**** AVAILABLE DATA ****

PR #7373, opened 2026-02-20
Option to add changeable defaults in goose-releases

dorien-koelemeijer:
## Summary
Add option to add changeable defaults in goose-releases. Currently, there's an option to add defaults in `init-config` and `bundles.py` - the former will only add defaults when there is no config file, and the latter will override everything (even the user's config). This PR adds defaults that will be added if the user hasn't set certain variables in their local config file, but will never override the user's config. 

A PR will be made in goose-releases to add the defaults.yaml file and add some initial variables. 

### Type of Change

- [x] Feature
- [ ] Bug fix
- [ ] Refactor / Code quality
- [x] Performance improvement
- [ ] Documentation
- [ ] Tests
- [ ] Security fix
- [ ] Build / Release
- [ ] Other (specify below)

### AI Assistance

### Testing

Local/manual testing using `just run-ui`

### DIFF
--- a/crates/goose/src/config/base.rs
+++ b/crates/goose/src/config/base.rs
@@ -1046,7 +1046,6 @@ fn find_workspace_or_exe_root() -> Option<PathBuf> {
         path = parent.to_path_buf();
     }
 
-    // No workspace found, return directory containing the executable
     Some(exe_dir)
 }
 
@@ -1791,7 +1790,6 @@ mod tests {
             defaults_file.path(),
         )
         .unwrap();
-        // Return defaults_file to keep it alive (NamedTempFile deletes on drop)
         (config, defaults_file)
     }
 


michaelneale:
yep I think this is ok - did you test it with the app packaged via `just make-ui` - as behavior of file finding can vary, but I think this makes sense. May want to document it too for people packaging things up. Do you think this could also possibly retire the old .py script which hard codes in variables?

dorien-koelemeijer:
> yep I think this is ok - did you test it with the app packaged via `just make-ui` - as behavior of file finding can vary, but I think this makes sense. May want to document it too for people packaging things up. Do you think this could also possibly retire the old .py script which hard codes in variables?

I will test again to make sure. I don't think we can retire the old bundles.py script, because it has its own purpose (hardcoding env vars that the user should not be able to change). I will confirm this though to make 100% sure that this is the case.

Issue #7364, opened 2026-02-19
Summon extension causes agent to get confused when using async


alexyao2015:
**Describe the bug**
Since https://github.com/block/goose/pull/6964

Using gpt-5.2-codex and telling the agent to use a subagent to call a tool in an mcp server, it gets confused when it delegates the task then immediately tries to load it. The agent then calls a sleep command of a random number of seconds. The extension should instead notify the agent when the task is done instead of relying on the agent to guess when the task is done.

See the logs of the agent attempting to load the result of a task and it just sleeping
```
  ▸ load
    source: 20260219_5
    cancel: false

Annotated {
    raw: Text(
        RawTextContent {
            text: "Error: Task '20260219_5' is still running. Use load(source: \"20260219_5\", cancel: true) to stop.",
            meta: None,
        },
    ),
    annotations: None,
}

  ▸ shell developer
    command: sleep 296

-32603: request timeout after PT30S
  ▸ shell developer
    command: sleep 1

Annotated {
    raw: Text(
        RawTextContent {
            text: "",
            meta: None,
        },
    ),
    annotations: Some(
        Annotations {
            audience: Some(
                [
                    User,
                ],
            ),
            priority: Some(
                0.0,
            ),
            last_modified: None,
        },
    ),
}

  ▸ load
    source: 20260219_5
    cancel: false
```

alexhancock:
I suspect https://github.com/block/goose/pull/7377 resolved this

PR #7377, opened 2026-02-20
fix(summon): stop MOIM from telling models to sleep while waiting for tasks

rabi:
## Summary

The MOIM hint for running background tasks injected "sleep N to wait" into the conversation, causing some models to call `developer__shell: sleep N` which times out or wastes the entire turn. Replace with guidance to use load() which waits for the task result.

Also stop load() from killing async delegate tasks after 300s — return the task to the background and let the model decide whether to wait again or cancel.

### Type of Change
- [ ] Feature
- [x] Bug fix
- [ ] Refactor / Code quality
- [ ] Performance improvement
- [ ] Documentation
- [ ] Tests
- [ ] Security fix
- [ ] Build / Release
- [ ] Other (specify below)

### AI Assistance

### Testing
Tested locally.

### Related Issues
Relates to #7364

### DIFF
--- a/crates/goose/src/agents/platform_extensions/summon.rs
+++ b/crates/goose/src/agents/platform_extensions/summon.rs
@@ -330,10 +330,12 @@ impl SummonClient {
             "Load knowledge into your current context or discover available sources.\n\n\
              Call with no arguments to list all available sources (subrecipes, recipes, skills, agents).\n\
              Call with a source name to load its content into your context.\n\
-             For background tasks: load(source: \"task_id\", cancel: true) stops and returns output.\n\n\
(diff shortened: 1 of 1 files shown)


crates/goose/src/agents/platform_extensions/summon.rs
```diff
@@ -896,45 +898,39 @@ impl SummonClient {
                 }
             }
 
-            let description = task.description.clone();
-            let mut handle = task.handle;
+            let mut task = task;
```
jh-block: nit: the `task` binding could just be declared `mut` where it's created above.

PR #7380, opened 2026-02-20
feat(desktop): add minimal i18n foundation for desktop UI strings

bavadim:
## Summary
This PR adds a minimal, low-maintenance i18n foundation for Goose Desktop without introducing new maintained locales in upstream.

What is included:
- A lightweight translation runtime in `ui/desktop/src/i18n/index.ts`
- English dictionary `ui/desktop/src/i18n/en.json` as the canonical default
- UI string wiring to `t('key', 'fallback')` across key desktop surfaces
- Locale-aware date/time formatting via `GOOSE_LOCALE` (`currentLocaleTag()`)
- i18n unit tests in `ui/desktop/src/i18n/i18n.test.ts`
- Documentation update in `CUSTOM_DISTROS.md` for localization in custom distros

What is intentionally NOT included:
- No upstream commitment to maintain multiple languages now
- No language selector UI
- No additional locale catalogs in this PR
- No CI guardrails/check scripts

Why this should be accepted now:
- Keeps upstream default behavior (English-first, safe fallbacks)
- Reduces hardcoded UI text and creates a stable path for downstream/fork localization
- Minimal operational burden on core maintainers
- Aligns with current project velocity: infrastructure first, language packs later as optional follow-ups

### Type of Change
- [x] Feature
- [ ] Bug fix
- [x] Refactor / Code quality
- [ ] Performance improvement
- [x] Documentation
- [x] Tests
- [ ] Security fix
- [ ] Build / Release
- [ ] Other (specify below)

### AI Assistance

### Testing
- `cd ui/desktop && npm run test:run -- src/i18n/i18n.test.ts`
- `cd ui/desktop && npm run typecheck`
- Manual smoke review of updated UI surfaces using translation function fallbacks

### Related Issues
Relates to #2376  
Discussion: https://github.com/block/goose/issues/2376  
Discussion: https://github.com/block/goose/pull/4230

Before:  
UI strings were hardcoded in many desktop components.

After:  
UI strings are routed through i18n keys with English fallback, and locale tag is respected for date/time formatting.

### DIFF
--- a/ui/desktop/src/main.ts
+++ b/ui/desktop/src/main.ts
@@ -451,14 +451,6 @@ const getBundledConfig = (): BundledConfig => {
 const { defaultProvider, defaultModel, predefinedModels, baseUrlShare, version } =
   getBundledConfig();
 
-const resolveGoosePathRoot = (): string | undefined => {
-  const pathRoot = process.env.GOOSE_PATH_ROOT?.trim();
-  if (pathRoot) {
-    return expandTilde(pathRoot);
-  }
-  return undefined;
-};
-
 const GENERATED_SECRET = crypto.randomBytes(32).toString('hex');
 
 const getServerSecret = (settings: Settings): string => {
@@ -476,7 +468,6 @@ let appConfig = {
   GOOSE_DEFAULT_MODEL: defaultModel,
   GOOSE_PREDEFINED_MODELS: predefinedModels,
   GOOSE_API_HOST: 'http://127.0.0.1',
-  GOOSE_PATH_ROOT: resolveGoosePathRoot(),
   GOOSE_WORKING_DIR: '',
   // If GOOSE_ALLOWLIST_WARNING env var is not set, defaults to false (strict blocking mode)
   GOOSE_ALLOWLIST_WARNING: process.env.GOOSE_ALLOWLIST_WARNING === 'true',
@@ -507,9 +498,7 @@ const createChat = async (
   const goosedResult = await startGoosed({
     serverSecret,
     dir: dir || os.homedir(),
-    env: {
-      GOOSE_PATH_ROOT: appConfig.GOOSE_PATH_ROOT as string | undefined,
-    },
+    env: { GOOSE_PATH_ROOT: process.env.GOOSE_PATH_ROOT },
     externalGoosed: settings.externalGoosed,
     isPackaged: app.isPackaged,
     resourcesPath: app.isPackaged ? process.resourcesPath : undefined,


ui/desktop/src/i18n/index.ts
```diff
@@ -0,0 +1,114 @@
...
+}
+
+export function currentLocale(): string {
+  return resolveLocale(getConfiguredLocaleRaw(), Object.keys(dictionaries));
+}
+
+export function currentLocaleTag(): string {
+  const raw = getConfiguredLocaleRaw();
+  if (raw) {
+    return normalizeLocaleTag(raw);
```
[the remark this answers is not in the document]
bavadim: Good catch, fixed in `fix(desktop): validate locale tag before timestamp formatting`.

Changes:
- Strip POSIX locale suffixes (like `.UTF-8` and `@modifier`) before using locale tags
- Validate/canonicalize locale tags via `Intl.getCanonicalLocales`
- Fallback to `en-US` when locale is invalid
- Added tests for `en_US.UTF-8` normalization and invalid tag fallback

This prevents `RangeError` in `toLocaleTimeString`/`toLocaleDateString` paths.

ui/desktop/src/components/GroupedExtensionLoadingToast.tsx
```diff
@@ -81,7 +93,10 @@ export function GroupedExtensionLoadingToast({
                   <div className="font-medium text-base">{getSummaryText()}</div>
                   {errorCount > 0 && (
                     <div className="text-sm opacity-90">
-                      {errorCount} extension{errorCount !== 1 ? 's' : ''} failed to load
+                      {t('extensions.failed_count', '{count} extension{suffix} failed to load', {
```
jh-block, line 96: It's not clear to me how this framework will support pluralisation in most languages, where a simple suffix is not enough. I might have missed something though. To give an example, in French this string would have one of these forms:

Singular: 1 extension n'a pas pu être chargée
Plural: 10 extensions n'ont pas pu être chargées

How would a hypothetical `i18n/fr.json` implement this translation?

ui/desktop/src/components/conversation/SearchBar.tsx
```diff
@@ -37,7 +38,7 @@ export const SearchBar: React.FC<SearchBarProps> = ({
   searchResults,
   inputRef: externalInputRef,
   initialSearchTerm = '',
-  placeholder = 'Search conversation...',
+  placeholder = t('common.search_conversation', 'Search conversation...'),
```
jh-block, line 41: This gets called at module load time; are we sure locale config is always already available then? It might be safer to move the t() call into the component body

ui/desktop/src/components/extensions/ExtensionsView.tsx
```diff
@@ -95,19 +96,23 @@ export default function ExtensionsView({
...
-              <h1 className="text-4xl font-light">Extensions</h1>
+              <h1 className="text-4xl font-light">{t('extensions.title', 'Extensions')}</h1>
             </div>
-            <p className="text-sm text-text-secondary mb-2">
-              These extensions use the Model Context Protocol (MCP). They can expand Goose's
-              capabilities using three main components: Prompts, Resources, and Tools.{' '}
-              {getSearchShortcutText()} to search.
+            <p className="text-sm text-text-muted mb-2">
+              {t(
+                'extensions.description',
```
jh-block, line 106: This key doesn't exist in `i18n/en.json` -- could we add a lint that all keys used in t() calls in code actually exist in the base translation file? If we have that, maybe we don't need to duplicate the default text in both the t() call and the translation file.

ui/desktop/src/components/GroupedExtensionLoadingToast.tsx
jh-block: Due to this issue I decided to take a stab at a different approach using ICU MessageFormat for the translation strings (which is flexible enough to support the wide variety of different plural/gender/etc complexities that different languages have, and also has the advantage of being a standard with a lot of tooling support)

That PR is in #8105 -- I'll close this one. Would welcome any review/discussion/help over there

****

▸ TASK INSTRUCTIONS: Using the records above, restate word for word the lines from the one with "- i18n unit" through the one with "npm run test:run", both included.

▸ WRITTEN SOLUTION:
- i18n unit tests in `ui/desktop/src/i18n/i18n.test.ts`
- Documentation update in `CUSTOM_DISTROS.md` for localization in custom distros

What is intentionally NOT included:
- No upstream commitment to maintain multiple languages now
- No language selector UI
- No additional locale catalogs in this PR
- No CI guardrails/check scripts

Why this should be accepted now:
- Keeps upstream default behavior (English-first, safe fallbacks)
- Reduces hardcoded UI text and creates a stable path for downstream/fork localization
- Minimal operational burden on core maintainers
- Aligns with current project velocity: infrastructure first, language packs later as optional follow-ups

### Type of Change
- [x] Feature
- [ ] Bug fix
- [x] Refactor / Code quality
- [ ] Performance improvement
- [x] Documentation
- [x] Tests
- [ ] Security fix
- [ ] Build / Release
- [ ] Other (specify below)

### AI Assistance

### Testing
- `cd ui/desktop && npm run test:run -- src/i18n/i18n.test.ts`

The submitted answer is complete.